◆ **Dataset excerpts**
Issue #1550, opened 2026-07-20
TestingDoctrine.md specifies `test/harness.ts` as the probe behind every ISC, but no harness and no tests ship in the release


tzioup:
---

`LIFEOS/DOCUMENTATION/Testing/TestingDoctrine.md` (v1.0.24) defines `bun test` as "the canonical probe behind every ISC claim" and describes a shared harness at `~/.claude/test/harness.ts` in the present tense, including its size and export count. Neither the harness nor any test file is present in the public release.

Reproduced against a clean clone of `main` at `4e33cc8`.

## Reproduce

```bash
git clone --depth 1 https://github.com/danielmiessler/LifeOS /tmp/lifeos-check
cd /tmp/lifeos-check

find . -name 'harness.ts' -not -path '*/.git/*' | wc -l   # → 0
find . -name '*.test.ts' -not -path '*/.git/*' | wc -l    # → 0
find . -type d -name test  -not -path '*/.git/*' | wc -l  # → 0

# the doctrine that references them
grep -n 'harness.ts' LifeOS/install/LIFEOS/DOCUMENTATION/Testing/TestingDoctrine.md
```

## What the doctrine states

- Line 14: *"The shared harness lives at `~/.claude/test/harness.ts` and exports zero-external-dep helpers (`paiTestEnv`, `tempDir`, `claudeFixture`, platform predicates, custom matchers). Tests live in a parallel `~/.claude/test/` tree… Coverage is corpus-based: every documented hook, skill workflow, and tool surface gets at least one test file."*
- Line 32 describes it concretely: *"`test/harness.ts` (1985 lines, 98 exports, header comment forbids external deps)"*.
- Line 24: *"What's been missing is the invocable probe behind each ISC. This doctrine closes that gap by making `bun test path/to/foo.test.ts` the canonical answer."*

The document contains no hedging language — `grep -cE "aspiration|planned|not yet|TODO|future|will be"` returns 0 — so it reads as describing shipped state, not a roadmap.

## The consequence

`IsaFormat.md` makes `## Test Strategy` name a `tool:` per ISC, and the doctrine makes `bun test path/to/foo.test.ts` the canonical value for that field. On a fresh public install, any ISC written to that contract names a probe that cannot run: there is no harness to import and no test tree to put the file in. The ISC still gets checked off — just not by an executable probe.

[...]

PR #1603, opened 2026-07-24
docs(testing): scope the test-location rule — subsystem packages keep their suite in-package

anikinsasha:
TestingDoctrine rule 2 maps every test into the repo-root `test/` tree, and the anti-patterns list bans co-location without qualification. That is right for the repo-root surface (hooks, skills, single-file tools) but leaves one shipped class with no home in the rule: self-contained subsystem packages — tool directories with their own `package.json`, in the current payload `LIFEOS/TOOLS/TokenXray/` and `LIFEOS/TOOLS/llcli/`. A package with its own dependencies and lifecycle is the unit that travels; routing its suite into the repo-root tree strands the tests whenever the package is developed, vendored, or deployed on its own.

Changes (docs only, no behavior change):

- Rule 2 gains a **Subsystem-package clause**: a directory-tool with its own `package.json` keeps its suite in-package at `<tool>/test/` with a `package.json` `test` script — the suite travels with the deployable package. The parallel repo-root `test/` tree continues to govern the repo-root surface.
- The co-location anti-pattern row is scoped to match (repo-root surface only; subsystem packages keep in-package suites per Rule 2). A package-local `test/` directory is the parallel-tree pattern at package scope, not co-location — co-location means a test file next to its source file.

Deliberately not touched: no test tree or harness is added (that packaging question is #1550's, whose resolution this clause is consistent with — the clause governs where tests live when they exist); no bunfig or code changes; rules 1 and 3–11 unchanged. The corpus coverage rule (every hook/skill/tool surface gets at least one test file) loses nothing — a repo-root `bun test` walk still reaches in-package suites.

We run this split on our install: two subsystem tools keep their suites in-package (a 14-file suite behind a bare `bun test` script; a second package whose script scopes unit tests apart from live-integration runners), run per-package, with the packages' deploy scripts shipping `test/` alongside the code — tests traveling with the package is exactly what the clause writes down.

### DIFF
--- a/LifeOS/install/LIFEOS/DOCUMENTATION/Testing/TestingDoctrine.md
+++ b/LifeOS/install/LIFEOS/DOCUMENTATION/Testing/TestingDoctrine.md
@@ -78,6 +78,8 @@ Mirror the source path, not co-locate. Map:
 
 Snapshot files at `test/<surface>/__snapshots__/<name>.test.ts.snap`.
 
+**Subsystem-package clause.** A directory-tool with its own `package.json` (`LIFEOS/TOOLS/<tool>/`) keeps its suite in-package at `<tool>/test/` with a `package.json` `test` script — the suite travels with the deployable package. The parallel `~/.claude/test/` tree governs the repo-root surface (hooks, skills, single-file tools).
+
 ### 3. Every test file is independently runnable.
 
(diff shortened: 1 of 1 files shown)


danielmiessler:
Thanks @anikinsasha — the test-location scope clause is already in TestingDoctrine.md in source, credited. Closing here since the public repo is generated from that source; it'll be in the next release.

PR #51, opened 2022-02-16
Add a sidenav navigator to the documentation pages (WIP behind a feature flag, off by default)

dobromir-hristov:
Bug/issue #, if applicable: 89031049

## Summary

This PR introduces a few new UI changes, that are scoped only to the documentation pages. The features are all DISABLED, by default, but can be enabled by a feature flag in the theme-settings.json file, under `features.docs.navigator.enable`:

1. New adjustable layout
2. A sidebar tree navigator
3. Updated nav layout and breadcrumbs logic

This work covers both of the proposals:

https://forums.swift.org/t/new-swift-docc-content-styling/55326
https://forums.swift.org/t/swift-docc-sidebar/55250

## Dependencies

https://github.com/apple/swift-docc/pull/84

## Testing

Make sure you download and unzip the `.doccarchive` - [SlothCreator.doccarchive.zip](https://github.com/apple/swift-docc-render/files/8082216/SlothCreator.doccarchive.1.zip)

Steps:
1. run `VUE_APP_DEV_SERVER_PROXY=/path/to/SlothCreator.doccarchive npm run serve`
2. Visit http://localhost:8080/documentation/slothcreator
3. Assert that a sidebar tree navigator is rendered.
4. Assert that you can open/close items and click on the links to navigate to a page
5. Assert that navigating across pages does not loose open/closed state. Even on refresh.
5. Assert that going back/forward works and re-highlights the current item you are on, opening all parents so its visible.
6. Assert you can filter on items and its not slowing down the browser even for very broad queries.
8. Assert that the navigation layout does not go outside of the content container
9. Assert that the navigation breadcrumbs reduce in size and collapse, based on screen size.
9. Assert that the content has a maximum width, after which it gets centered (around 1800px)

## Checklist

Make sure you check off the following items. If they cannot be completed, provide a reason.

- [x] Added tests
- [x] Ran `npm test`, and it succeeded
- [x] Updated documentation if necessary

PR #68, opened 2022-03-04
Fix regression with page layout where it can wrap horizontally in certain scenarios

mportiz08:
Bug/issue #, if applicable: 89837079

## Summary

This fixes a regression with the page layout that was introduced in #51.

In certain edge cases for IDE targets, top level elements of documentation pages like the "Relationships" section may occasionally break out horizontally into a second column, which should never happen.

This seems to only happen in WebKit based browsers.

## Testing

Steps:
1. Configure `VUE_APP_TARGET=ide` when running the dev server with `npm run serve`.
2. Using Safari, find examples of problematic pages and verify that they now look normal as the window is resized from large to small.
3. View other pages and ensure that there are no new regressions with the layout.

## Checklist

- [ ] Added tests

### DIFF
--- a/src/components/DocumentationTopic.vue
+++ b/src/components/DocumentationTopic.vue
@@ -351,7 +351,7 @@ export default {
   @include inTargetIde {
     min-height: 100vh;
     display: flex;
-    flex-flow: column wrap;
+    flex-flow: column nowrap;
     border: none;
 
     & > .contenttable:last-of-type {


mportiz08:
@swift-ci test

dobromir-hristov (approved):
I have introduced this when I added height:100% to a few of the outer wrapping divs. This was to make sure the content is always at least 100% of the screen.

I found other fixes but this one is deff the shortest so I think its good.

dobromir-hristov:
@swift-ci test

mportiz08:
@swift-ci test

dobromir-hristov:
@swift-ci test

PR #78, opened 2022-03-10
Enable the sidebar only for schema versions above certain value

dobromir-hristov:
Bug/issue #, if applicable: 89089597

## Summary

Enables the sidebar, only for RenderJSON that has a schemaVersion equal or above `0.3.0`.

## Dependencies

NA

## Testing

Steps:
1. Run against an older doccarchive. Assert it does not show the sidebar.
2. Run against a new doccarchive with version `0.3.0` and assert it shows the sidebar.

## Checklist

- [x] Added tests


src/utils/schema-version-check.js
```diff
@@ -10,14 +10,45 @@
...
+      return 1;
+    }
+    if (v1parts[i] > v2parts[i]) {
+      return 1;
+    }
+    if (v1parts[i] < v2parts[i]) {
+      return -1;
+    }
+  }
+  // the two versions have different lengths, return early
```
mportiz08, line 43: Was this meant to appear before the loop? If not, I'm not sure the comment about returning _early_ is very accurate :P

src/utils/schema-version-check.js
```diff
@@ -10,14 +10,45 @@
...
 }
 
+/**
+ * Compares two version strings
+ * @param {string} v1 - first version to compare
+ * @param {string} v2 - second version to compare
+ * @returns {Number<-1|0|1>}
+ */
+export function compareVersions(v1, v2) {
+  const v1parts = v1.split('.');
```
mportiz08, line 28: We should probably convert the parts into integers, even if the JS comparison of integer strings happens to work in the way that you might expect.

mportiz08, line 28: We should probably convert the parts into integers, even if the JS comparison of integer strings happens to work in the way that you might expect.

tests/unit/utils/schema-version-check.spec.js
```diff
@@ -75,4 +79,27 @@ describe('schema-version-check', () => {
...
     expect(warnSpy).toHaveBeenCalledTimes(0);
   });
+
+  describe('compareVersions', () => {
+    it.each([
+      ['1.1.1', '1.1.10', -1],
+      ['1.1.1', '1.2.10', -1],
+      ['1.1.20', '1.2.10', -1],
+      ['1.1.1', '2.1.1', -1],
+      ['1.1', '1.1.0', -1],
```
mportiz08, line 89: Shouldn't this return `0`? I think it's unlikely for us to see this kind of comparison with realistic data, but it still seems odd to me that we would treat `1.1` as being less than `1.1.0`.

mportiz08, line 89: Shouldn't this return `0`? I think it's unlikely for us to see this kind of comparison with realistic data, but it still seems odd to me that we would treat `1.1` as being less than `1.1.0`.

mportiz08:
(Sorry, not sure why GitHub duplicated all my comments)

mportiz08 (approved):

dobromir-hristov:
@swift-ci test

dobromir-hristov:
@swift-ci test

dobromir-hristov:
@swift-ci test

dobromir-hristov:
@swift-ci test

mportiz08:
@swift-ci test

mportiz08:
@swift-ci test

PR #82, opened 2022-03-14
Fix navigator tag filtering logic - stop showing none-matching children

dobromir-hristov:
Bug/issue #, if applicable: 89588542

## Summary

Fixes the filtering logic of the navigator, stop showing children of a parent, that is a direct match of your current query. It fixes the logic for tags and title filtering. It was already fixed for API changes.

## Dependencies

NA

## Testing

Steps:
1. Type a filter that matches a parent item directly.
2. Assert none of it's children, that dont match the same query are shown.
3. This works the same for Tags. If you pick a tag, it should only show children with the same tag. (Their parents dont count, as they have to be rendered in order to show the children).

## Checklist

- [x] Added tests

### DIFF
--- a/src/components/Navigator/NavigatorCard.vue
+++ b/src/components/Navigator/NavigatorCard.vue
@@ -502,13 +502,11 @@ export default {
      */
     generateNodesToRender() {
       const {
-        children, filteredChildren, hasFilter, openNodes, apiChanges,
+        children, filteredChildren, hasFilter, openNodes,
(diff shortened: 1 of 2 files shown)


mportiz08:
Hm, running into issues testing this locally where the tagging functionality doesn't work anymore. I may be doing something wrong, but I'll reach out to you in person.

mportiz08 (approved):

PR #86, opened 2022-03-17
Make sure pages continue working, even if bad reference data is provided

dobromir-hristov:
Bug/issue #, if applicable: r90244085

## Summary

Prevents component from hanging, when there are missing references to the breadcrumb items.

## Dependencies

[SlothCreator.doccarchive.zip](https://github.com/apple/swift-docc-render/files/8283556/SlothCreator.doccarchive.zip)

NA

## Testing

Use the archive above

Steps:
1. Go to http://localhost:8080/documentation/slothcreator
2. Assert the page still gets rendered

## Checklist

- [x] Added tests


dobromir-hristov:
@swift-ci test

dobromir-hristov:
@swift-ci test

src/components/DocumentationTopic/DocumentationNav/Hierarchy.vue
```diff
@@ -137,9 +137,11 @@ export default {
   computed: {
     parentTopics() {
       return this.parentTopicIdentifiers.map((id) => {
-        const { title, url } = this.references[id];
+        const { title, url } = this.references[id] || {};
```
mportiz08, line 140: Instead of simply not crashing in this situation, maybe we should additionally do something like `console.warn` to indicate that there was a missing reference since this is an unexpected/bad state where something went wrong with the compiler or otherwise with the data?

src/components/Navigator.vue
```diff
@@ -95,7 +95,10 @@ export default {
   computed: {
     // gets the paths for each parent in the breadcrumbs
     parentTopicReferences({ references, parentTopicIdentifiers }) {
-      return parentTopicIdentifiers.map(identifier => references[identifier]);
+      return parentTopicIdentifiers
+        .map(identifier => references[identifier])
```
mportiz08, line 99: Not a blocker, but it may be slightly more optimized to use a single `reduce` loop as opposed to the two loops needed for a `map` and subsequent `filter`.

src/views/DocumentationTopic.vue
```diff
@@ -197,7 +197,7 @@ export default {
     // hierarchy/breadcrumb for a given topic. We choose to render only the
     // first one.
     parentTopicIdentifiers: ({ topicProps: { hierarchy: { paths: [ids = []] = [] } } }) => ids,
-    navigatorParentTopicIdentifiers: ({ topicProps: { hierarchy: { paths = [] } } }) => (
+    navigatorParentTopicIdentifiers: ({ topicProps: { hierarchy: { paths = [[]] } } }) => (
```
mportiz08, line 200: Part of the reason I'm hesitant to add these kinds of defaults (for data required to be there by the spec) is that it can be easy to get into a rabbit hole of how far down we have to add these defaults.

For example, should we guard against when there is nothing in `hierarchy`? How about when `hierarchy` is not defined or `null`? Ok, but what about when `references` itself is null? We can guard every single layer if we choose to, but it quickly becomes a lot of added code for situations we shouldn't be hitting and don't always have an obvious fallback UI for.

In this case, we will prevent crashing in some very specific scenarios but the navbar itself will be empty even when that happens, which may be even more confusing for the user. Not saying we shouldn't do this, we just need to be careful about being overly defensive about data that is expected to be present.

src/views/DocumentationTopic.vue
```diff
@@ -207,17 +207,25 @@ export default {
...
+      // create an end-case fallback technology
+      const fallback = { title, url: $route.path };
+      // get the reference to the current page
+      const currentPageReference = references[identifier];
+      // if there are no parent topics at all, use the current reference or a fallback one
+      if (!parentTopicIdentifiers.length) return currentPageReference || fallback;
+      // try to use the first parent topic reference, if not a technology kind
       const first = references[parentTopicIdentifiers[0]];
-      if (first.kind !== 'technologies') return first;
+      if (first && first.kind !== 'technologies') return first;
```
mportiz08, line 218: I don't think this is necessary since there is already a guard for `parentTopicIdentifiers.length` above this—there is always guaranteed to be a first item here.

dobromir-hristov: Its not the same. That checks if there are any identifiers. Here I am making sure that there was a reference for that identifier at `0`.

src/views/DocumentationTopic.vue
dobromir-hristov: I understand what you mean. Would you like me to revert this path fallback?

src/components/DocumentationTopic/DocumentationNav/Hierarchy.vue
dobromir-hristov: Will add a `console.error` here. In the future we may want to have a more refined user notification process, but that should do for now.

dobromir-hristov:
@swift-ci test

src/views/DocumentationTopic.vue
mportiz08: no

src/views/DocumentationTopic.vue
```diff
@@ -207,17 +207,25 @@ export default {
...
+      // itself, manufacture a minimal one using other available data.
+      // This is to guard against bad data or missing references.
+      if (role === TopicRole.collection && !currentPageReference) {
+        return fallback;
       }
-
-      return references[parentTopicIdentifiers[1]] || references[identifier];
+      // use the second parent topic identifier, if there was a first,
+      // otherwise fallback the current page reference or the final fallback
+      return (first && references[parentTopicIdentifiers[1]]) || currentPageReference || fallback;
```
mportiz08, line 228: Since this will now always return something, what's the experience when the last-resort `fallback` doesn't make sense? For example, what if the current page used as the fallback is not actually a technology that would have an index? Do things just crash in a different way in subsequent code or would we already handle that gracefully? (I think it might already be covered by the data fetching logic but just making sure)

dobromir-hristov:
@swift-ci test

src/views/DocumentationTopic.vue
dobromir-hristov: Fetching will work, but the way we match the technology might not 🤔  We do a compare against the `currentTechnology.url === indexTechnology.path` and that might backfire. I will see if I can fix that logic as well.

mportiz08:
Your latest change may have broken a unit test.

> DocumentationTopic › renders the Navigator and AdjustableSidebarWidth when enabled

dobromir-hristov:
@swift-ci test

mportiz08:
@swift-ci test

mportiz08 (approved):

PR #87, opened 2022-03-17
Properly limit the tags on the FilterInput

dobromir-hristov:
Bug/issue #, if applicable: 90383936

## Summary

This fixes the logic to truncate the suggestedTags inside the FilterInput.

## Dependencies

NA

## Testing

Steps:
1. Make sure the FilterInput should never show more than 5 items, when ShouldTruncateTags is true.

## Checklist

- [x] Added tests


marinaaisa (approved):
Good catch! Too bad we didn't have a unit test for this 🤦‍♀️
Thanks for fixing it!

dobromir-hristov:
@swift-ci test

PR #88, opened 2022-03-21
Fix persisted state when navigating across technologies, while filter is applied

dobromir-hristov:
Bug/issue #, if applicable: 90558554

## Summary

Fixes an issue with the sidebar navigator, where it shows no children, even if there are. 
This can happen if you go to another technology, search and then go back.

## Dependencies

NA

## Testing

Steps:
1. Go to any page on a technology
2. In the navigator, click on a link that points to another technology
3. Search for something
4. Go back using the browser Back
5. Assert it does not apply the filter, (its cleared from SessionStorage as well), and it properly renders the children.

## Checklist

- [x] Added tests

### DIFF
--- a/src/components/Navigator/NavigatorCard.vue
+++ b/src/components/Navigator/NavigatorCard.vue
@@ -360,6 +360,7 @@ export default {
       this.filter = '';
       this.debouncedFilter = '';
       this.selectedTags = [];
+      this.resetScroll = true;
     },
     scrollToFocus() {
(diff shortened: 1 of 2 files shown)


dobromir-hristov:
@swift-ci test

mportiz08:
@swift-ci test

mportiz08 (approved):
The code for this is getting pretty hard to follow, but the fix seems to be working well.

◆ **Your task**
Search the material for the string "topicProps" and return each line that has it.

◆ **Your solution**
     parentTopicIdentifiers: ({ topicProps: { hierarchy: { paths: [ids = []] = [] } } }) => ids,
-    navigatorParentTopicIdentifiers: ({ topicProps: { hierarchy: { paths = [] } } }) => (
+    navigatorParentTopicIdentifiers: ({ topicProps: { hierarchy: { paths = [[]] } } }) => (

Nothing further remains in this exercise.